President Obama is coming under increasing pressure to get tough with China over cybersecurity and other issues ahead of President Xi Jinping’s state visit, even as the administration signals it prefers a carrot-and-stick approach.

The administration reportedly has been preparing sanctions against Chinese companies engaged in economic cyberespionage -- but plans to hold off on imposing them while President Xi visits Washington, in hopes of reaching a resolution. 

The New York Times also reported Sunday that the two countries are negotiating an unprecedented arms control agreement for cyberspace which could be rolled out during Xi’s visit. But the agreement may be generally worded and avoid addressing China’s alleged cyber-espionage and theft.

Gordon Chang, author of “The Coming Collapse of China,” told Fox News that the U.S. holds the leverage to make demands of China and questioned the approach being taken.

“We should be tougher with China in all phases of our relationship with Beijing, and the last thing we should be doing is legitimizing their rule with this state visit,” he said.

With the state visit expected to go forward, though, Chang suggested the Obama administration at least be mindful that the Chinese government wants to use images from the visit to impress the Chinese people back home. “There should be no state dinner, no 21-gun salute,” Chang said.

The most immediate question is when and whether the administration might proceed with sanctions.

On Capitol Hill, Rep. Joe Wilson, R-S.C., introduced a resolution on Friday – backed by Rep. Randy Forbes, R-Va. -- urging Obama to “apply punitive economic sanctions to Chinese businesses and state-owned enterprises as a result of documented Chinese cyberattacks against United States entities in order to punish and deter such actions and strengthen the United States cybersecurity.”

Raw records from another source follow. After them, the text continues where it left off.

PR #1589, opened 2023-10-07
feat: improvements to V2 functions

eduardoboucas:
#### Summary

This PR has 3 small changes made separately in the following commits:

- https://github.com/netlify/zip-it-and-ship-it/commit/c52807a4a04e329313bbd83f3bb9971fc29d3274 + https://github.com/netlify/zip-it-and-ship-it/pull/1589/commits/802e351c15756436af42a4fc67a4d62f797a68c1: A new `outputModuleFormat` is added to the function objects returned by zip-it-and-ship-it, containing the module format that the function must run as (`cjs` or `esm`)

- https://github.com/netlify/zip-it-and-ship-it/commit/d1b747c3678245a86e0f4855254faef32fb31e24: The `inputs` array in the returned function objects contains the list of paths that acted as inputs to the output function. This is used by the CLI to know which files it needs to watch and associate with each function. Since https://github.com/netlify/zip-it-and-ship-it/pull/1584, we're bundling some of the files together, but the originating files still need to be part of `inputs`.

But the Washington Post reported that the administration agreed during a visit by Xi’s special envoy to hold off on economic sanctions. (The package under development reportedly would target Chinese companies accused of cybertheft against U.S. corporations.)

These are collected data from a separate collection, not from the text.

PR #1597, opened 2023-10-09
feat: always transform V2 functions

eduardoboucas:
#### Summary

I realised that we were only transforming V2 functions (i.e. running them through esbuild) when the extension was a TypeScript extension. But we should also do it for JavaScript functions, since bundling local imports is essential to ensure imports between ESM and CJS work as expected.

I ended up renaming the "TS transformer" to a generic transformer, and I moved it into its own file.

### DIFF
--- a/src/runtimes/node/bundlers/nft/index.ts
+++ b/src/runtimes/node/bundlers/nft/index.ts
@@ -1,4 +1,4 @@
-import { basename, dirname, join, normalize, resolve, extname } from 'path'
+import { basename, dirname, join, normalize, resolve } from 'path'
 
 import { nodeFileTrace } from '@vercel/nft'
 import resolveDependency from '@vercel/nft/out/resolve-dependency.js'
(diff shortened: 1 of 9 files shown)


src/runtimes/node/bundlers/nft/index.ts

Speaking last week before the Business Roundtable, Obama signaled he is willing to impose those sanctions if necessary.

In some of his most direct comments to date on the matter, the president said cybersecurity would “probably be one of the biggest topics that I discuss with President Xi,” adding: “We are preparing a number of measures that will indicate to the Chinese that this is not just a matter of us being mildly upset, but is something that will put significant strains on the bilateral relationship if not resolved, and that we are prepared to some countervailing actions in order to get their attention.”

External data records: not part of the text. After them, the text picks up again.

PR #1614, opened 2023-10-13
feat: include side files with NFT

eduardoboucas:
#### Summary

In the legacy `zisi` bundler , functions defined in a sub-directory had any sibling files recursively added to the bundle., regardless of whether they were statically required by the function or not.

As we try to remove this bundler entirely without breaking existing workflows, this PR ports that behaviour over to NFT, only when the default bundler is used (so that we don't affect functions explicitly opting in to `nft`).


tests/fixtures/directory-side-files/function-v1/Desktop.ini
Skn0tt, line 1: This looks like a remnant from Windows testing

src/runtimes/node/bundlers/nft/side_files.ts
```diff
@@ -0,0 +1,25 @@
+import type { Stats } from 'fs'
+import { basename } from 'path'
+
+import { isJunk } from 'junk'
```
Skn0tt, line 4: TIL about `junk`!

tests/fixtures/directory-side-files/function-v1/Desktop.ini
Skn0tt: oh it's not, it's junk!

Skn0tt (approved):
Looks good!

eduardoboucas:
@Skn0tt I pushed https://github.com/netlify/zip-it-and-ship-it/pull/1614/commits/a8af2875f0f2005cdd678ad67e0bbd3ca02f301d with a change to the test, ensuring we run for all bundler variants and don't include the side files unless the default bundler is used.

Can you re-approve, please?

Skn0tt (approved):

Obama, though, drew a distinction between China’s different types of cyber-activities. He said the U.S. understands “traditional intelligence-gathering functions that all states, including us, engage in,” but that is “fundamentally different from your government or its proxies engaging directly in industrial espionage and stealing trade secrets, stealing proprietary information from companies.”

That, Obama said, “we consider an act of aggression that has to stop.” 

He said his hope is that the dispute “gets resolved” short of any “countervailing actions.” 

The administration issued another warning Monday, with National Security Adviser Susan Rice saying in Washington that China's cyberespionage is putting "enormous strain" on relations between the two countries. 

The Obama administration still has not publicly blamed China for the massive hack of federal government personnel data. Even if the U.S. were to do so, the administration could try to argue that falls under the type of “traditional intelligence-gathering” Obama referenced last week.

Those breaches nevertheless could have serious implications. A private industry IT security firm told Fox News last week that personal data stolen over the span of several high-profile U.S. cyber breaches is being indexed by China's intelligence service into a massive Facebook-like network.

According to CrowdStrike founder Dmitri Alperovitch, Chinese hackers are using information gained from the breaches of the U.S. Office of Personnel Management, as well as intrusions into the Anthem and CareFirst BlueCross BlueShield health insurance networks, to build a profile of federal employees. This information could be used as leverage.